Great story - I bet it's very satisfying every time you feed her.

We keep hearing stories like yours and yet there is still some controversy about feeding raw. The vets are reluctant to approve of it, although mine is coming around. Their problem is the lack of good studies, although enough anecdotes should be convincing. Especially when the anecdotes are as remarkable as yours is. What was your vet's reaction?

Feeding raw does not have to be as expensive as the frozen prepared patties are. For instance: around here chicken is regularly on sale for less than $1US/lb. That gives the muscle and bone. Liver and other organ is a bit harder to find, but you need so little of it than it's not so bad. I have a abattoir pretty close that sells beef liver and kidney for $1/lb. A frozen chicken leg is also more fun to eat than a patty.

Bob


----------



## bertrand (May 17, 2017)

Bob Engelhardt said:


> Great story - I bet it's very satisfying every time you feed her.
> 
> We keep hearing stories like yours and yet there is still some controversy about feeding raw. The vets are reluctant to approve of it, although mine is coming around. Their problem is the lack of good studies, although enough anecdotes should be convincing. Especially when the anecdotes are as remarkable as yours is. What was your vet's reaction?
> 
> ...


Hi Bob,

I agree that there are ways to make raw food diet pretty economical. The reason we went the patties route, after considering what you talk about, is because of the amount of organ meat we would need at this stage. Here, the only way to find organs is frozen, which makes it quite difficult to cut in little pieces fit for the amount she needs to consume. Once she is fully grown, we are definitely going to try to go that route as it is cheaper and a lot more fun as you mentioned. The best example of this is to watch Breeze eat a frozen chicken neck. She looks like a kid on Christmas day.  
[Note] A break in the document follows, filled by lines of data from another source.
PR #6309, opened 2018-01-20
Change mailer avatar url

ghost:
* Change avatar URL in mailer to full path

### DIFF
--- a/app/views/notification_mailer/_status.html.haml
+++ b/app/views/notification_mailer/_status.html.haml
@@ -19,7 +19,7 @@
                                 %tbody
                                   %tr
                                     %td{ align: 'left', width: 48 }
-                                      = image_tag url_to_image(status.account.avatar, host: "#{root_url}"), alt:''
+                                      = image_tag full_asset_url(status.account.avatar), alt:''
                                     %td{ align: 'left' }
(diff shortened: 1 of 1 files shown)


app/views/notification_mailer/_status.html.haml
```diff
@@ -19,7 +19,7 @@
                                 %tbody
                                   %tr
                                     %td{ align: 'left', width: 48 }
-                                      = image_tag status.account.avatar
+                                      = image_tag url_to_image(status.account.avatar, host: "#{root_url}"), alt:''
```
Gargron: Use `full_asset_url` method from RoutingHelper instead

Gargron (changes requested):

Gargron (approved):

app/views/notification_mailer/_status.html.haml
```diff
@@ -19,7 +19,7 @@
                                 %tbody
                                   %tr
                                     %td{ align: 'left', width: 48 }
-                                      = image_tag status.account.avatar
+                                      = image_tag full_asset_url(status.account.avatar), alt:''
```
Gargron: Oh damn, it should have been `status.account.avatar.url`, goddammit

PR #6315, opened 2018-01-21
Return 404 instead of 403 if record is not visible

akihikodaki:


Gargron:
What exactly does this fix? (You can DM me if it's not safe to announce)

akihikodaki:
It is not an urgent fix, but for consistency and eliminates potential information leakage.

Unauthorized access for some pages are rejected with 404 even before this change. The pages of the private statuses are such examples. This change makes the behavior consistent throughout this application.

Of course, it is possible to make it always return 403 for unauthorized access, but returning 404 effectively prevents an attacker from knowing the identifier for a private resource is valid or not. It is also a common behavior for many Web sites. So I decided to use 404.

akihikodaki:
I found Mastodon has already similar logics for statuses (`app/controllers/api/v1/statuses_controller.rb`), but it is not covering other objects. This change is the refactored version of the change to apply the logic to all objects.

PR #6318, opened 2018-01-21
fix filter search index being too strict when looking for line breaks

### LINKED ISSUE #6316: regex timeline filters don't handle newlines well
this is an oddity I noticed when trying to block the new 

V
E
R
T
I
C
A
L

meme.

`([\r\n]+[A-Z])+` should do the trick here, but it blocks only *some* instances of the meme. I haven't figured out what's the difference between those that are and aren't caught.

codl:
while local toots do have the XHTML-formatted `<br />`, remote toots seem to have the modern HTML `<br>`

this fixes #6316

### DIFF
--- a/app/javascript/mastodon/reducers/statuses.js
+++ b/app/javascript/mastodon/reducers/statuses.js
@@ -54,7 +54,7 @@ const normalizeStatus = (state, status) => {
     normalStatus.reblog = status.reblog.id;
   }
 
-  const searchContent = [status.spoiler_text, status.content].join('\n\n').replace(/<br \/>/g, '\n').replace(/<\/p><p>/g, '\n\n');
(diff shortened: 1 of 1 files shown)


app/javascript/mastodon/reducers/statuses.js
```diff
@@ -54,7 +54,7 @@ const normalizeStatus = (state, status) => {
     normalStatus.reblog = status.reblog.id;
   }
 
-  const searchContent = [status.spoiler_text, status.content].join('\n\n').replace(/<br \/>/g, '\n').replace(/<\/p><p>/g, '\n\n');
+  const searchContent = [status.spoiler_text, status.content].join('\n\n').replace(/<br ?\/?>/g, '\n').replace(/<\/p><p>/g, '\n\n');
```
ykzts: I think it's better to call `\s *` instead of ` \`.

akihikodaki (approved):

MightyPork:
good stuff, thanks

PR #6320, opened 2018-01-21
armenian translations initial commit

norayr:
Hello, web part is completely translated.
As mentioned at https://github.com/tootsuite/documentation/blob/master/Contributing-to-Mastodon/Translating.md#declaring-the-language
we've also edited ```app/helpers/settings_helper.rb``` and ```config/application.rb``` files, however we did not understand if we indeed need to introduce changes to the following files:
```
app/javascript/mastodon/locales/index.js
app/javascript/mastodon/containers/mastodon.js
```

Thank you.


ykzts (approved):

norayr:
thank you! will it work? don't we need to touch those two files i have mentioned?

Gargron:
We do need to edit them, but it can be done separately.

norayr:
so you can do that, thank you. (:

Issue #6331, opened 2018-01-22
Home timeline for returning users not fixed?


Gargron:
In #6251 I did a lot to fix #5634, but I got this report from a user of mastodon.social which runs 2.2.0rc1, which included the fix:

>It said the feed was empty, or something similar. It seems to have kind-of sorted itself out now, I'm seeing toots going forward, but I'm still not seeing anything going backwards past this morning
>
>Except! I can see the two new people I followed when I go backwards in my timeline. Everyone else is not showing up.

https://mastodon.social/@VirtualClint/99395232707153354

I'm kind of at the end of my wits because I have tested locally prior to the fix: Followed a bunch of accounts, made a bunch of posts from them, then removed the home timeline from redis, set my current_sign_in_at and last_sign_in_at values to long ago, and I got back a working home timeline that included everything it needed to. I don't know where and how it goes wrong.

**I would appreciate if another person tried debugging this.**

___

Some pointers:

- Home feeds are stored in redis
- They're pruned for ppl who didn't login for 2 weeks
- UserTrackingConcern is responsible for updating login times at most once a day and queueing up the RegenerationWorker if the 2 week absence is detected
- RegenerationWorker iterates over a SQL version of the home timeline and it's supposed to fill the redis timeline

jennifermf:
in case it's helpful for whoever tackles this, I am having a similar issue: It's only in my notifications column, and it says there are no notifications despite seeing toots mentioning me in my home timeline. Occasionally I will get a notification, but it always disappears on refresh. I always receive desktop/browser notifications. I also get a 500 error every time I load/reload the page. This is happening on toot.cat, after being logged out longer than 2 weeks.

ProgVal:
Did you try logging the status of `account:XXX:regeneration`, to see if it someone gets dropped before the regeneration actually happens?

Gargron:
@ProgVal That key does not determine whether regeneration *happens*, it's only a marker for when it's queued (`RegenerationWorker.perform_async`) and yes there are some unit tests that confirm both that it gets queued and that the marker is set, and finally unset when it's done.

Gargron:
@jennifermf That absolutely cannot be related to this issue. Nothing about notifications depends on your last login time. That sounds more like there's some bugged out notification among the recent ones that breaks the API request.

ProgVal:
@Gargron I meant that it may be removed because of an external factor that only happens on production.

Gargron:
[...]

PR #6333, opened 2018-01-23
Change PrecomputeFeedService method to brute force

Gargron:
See also: #6331. Yet another guess attempt by me.

On one hand I added the timecop gem and rewrote UserTrackingConcern tests to be more readable (in my opinion) and also made sure to check last_sign_in_at values as well, since it's *that* value that's checked for regeneration preconditions.

However, I did not find anything broken or odd.

In a second step I decided to try an alternative approach to home timeline regeneration. Instead of using a SQL query from `Status.as_home_timeline` together with big limits and pagination, I decided to "brute force" the process by simulating the user re-following every person, i.e. executing MergeWorker things synchronously. Synchronously because we need to know when it's "done" to unset the regeneration marker.

### DIFF
--- a/Gemfile
+++ b/Gemfile
@@ -95,6 +95,7 @@ group :test do
   gem 'simplecov', '~> 0.14', require: false
   gem 'webmock', '~> 3.0'
   gem 'parallel_tests', '~> 2.17'
+  gem 'timecop', '~> 0.9'
 end
 
 group :development do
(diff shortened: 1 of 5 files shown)


Gargron:
The real problem & fix is #6341

But I wonder if this is a better regeneration method or not cc @akihikodaki @unarist @abcang

akihikodaki:
I am not sure the second change could really be an improvement. It should be performant for accounts with less follows, but it should be much worse for accounts with many follows.
We may introduce a follow threshold to determine to use the single query method or the merge method, but I would like to know what you intend to improve by the change first.

Gargron:
Alright, I'm closing this since the fix was in another PR and this doesn't seem like an improvement...

PR #6335, opened 2018-01-23
Replace relative URLs in CSS only for Premailer

### LINKED ISSUE #6311: Precompiled assets are hostname dependent
It would be the best if hostname of the [full_asset_url](https://github.com/tootsuite/mastodon/blob/v2.2.0rc1/app/helpers/routing_helper.rb#L15) doesn't depend upon the hostname. What do you folks think referring to assets from the web UI using the relative URI, i.e., `/path/to/asset.js` when `ASSET_HOST` is not defined while using the absolute URI, i.e.,m `https://example.com/path/to/asset.js` for assets included in e-mails? I actually tried to come up with a pull request but found that I don't know  much about webpacker.

At Heroku, precompiled assets maybe used on different apps in a [Pipeline](https://devcenter.heroku.com/articles/pipelines). This makes it possible to test the app in a staging app before deploying to the production. For Mastodon, this stopped working when #6301 was merged. The precompiled assets started to refer to `LOCAL_DOMAIN` environment variable from the staging app (`zundan-mastodon-experiment.herokuapp.com`) where precompile happens and  different from the production app (`mastodon.zunda.ninja`):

The vet had an interesting reaction. She asked me if the soft stool issue had gone away and I told her yes, but in a surprising way. She asked me to elaborate, so I told her that we switched Breeze to raw food and it went away within 3 days. I also told her that Breeze had more energy but was better focused and that she was finally gaining weight. She said "Hmmmmm?" and then she went on to examine Breeze and found her to be perfect, so she asked me if I was aware of the risks of feeding raw. I told her yes and then she told me that she wouldn't recommend it, but that it is clearly working for Breeze and that as long as we meet Breeze's nutritional need, we shouldn't change anything. As you can see, it was a resounding endorsement, but as a good one as we could probably get.

Thanks a lot for reading,
Bertrand.


----------



## Spy Car (Sep 3, 2014)

I've fed my now 3-year-old male Vizsla a PMR style raw diet since the day I got him, at 8 weeks.

It didn't take me long to be fully sold on raw feeding. The best IMO.

By doing DIY I'm spending a small fraction of what you are, however. 

Bill


----------